PR #4529, opened 2026-06-17
aws_dynamodb_cdc: support DynamoDB Global Tables for the checkpoint t…

squiidz:
aws_dynamodb_cdc: support DynamoDB Global Tables for the checkpoint table

    Add `global_table` / `global_table_replicas` options so the auto-created
    checkpoint table is provisioned as a DynamoDB Global Table (v2), replicating
    shard checkpoints across regions for low-RPO multi-region failover.

    Checkpoints are keyed by a region-portable identifier (the source table name)
    and store the stream ARN and record timestamp. Resume is layered: same-region
    restarts resume exactly via AfterSequenceNumber (unchanged behavior), while a
    failed-over region resumes from the trim horizon, skipping records at or before
    the low-water-mark timestamp of the prior region's checkpoints. Table creation
    enables DynamoDB Streams and provisions/reconciles replica regions; all new
    behavior is gated behind `global_table` and is a no-op when disabled.

### DIFF
--- a/internal/impl/aws/dynamodb/input_cdc.go
+++ b/internal/impl/aws/dynamodb/input_cdc.go
@@ -1431,22 +1431,34 @@ func (d *dynamoDBCDCInput) isCDCCheckpointStale(ctx context.Context) (bool, erro
 	for _, shard := range shards {
 		shardID := *shard.ShardId
 
-		// Check if we have a checkpoint for this shard
-		checkpoint, err := d.checkpointer.Get(ctx, shardID)
-		if err != nil || checkpoint == "" {
-			if err != nil {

PROBLEM TO WORK ON: What you return should consist solely of the lines from the one containing "shardID := *shard.ShardId" through the end of the entries above, reproduced exactly.

WRITTEN SOLUTION:
 		shardID := *shard.ShardId
 
-		// Check if we have a checkpoint for this shard
-		checkpoint, err := d.checkpointer.Get(ctx, shardID)
-		if err != nil || checkpoint == "" {
-			if err != nil {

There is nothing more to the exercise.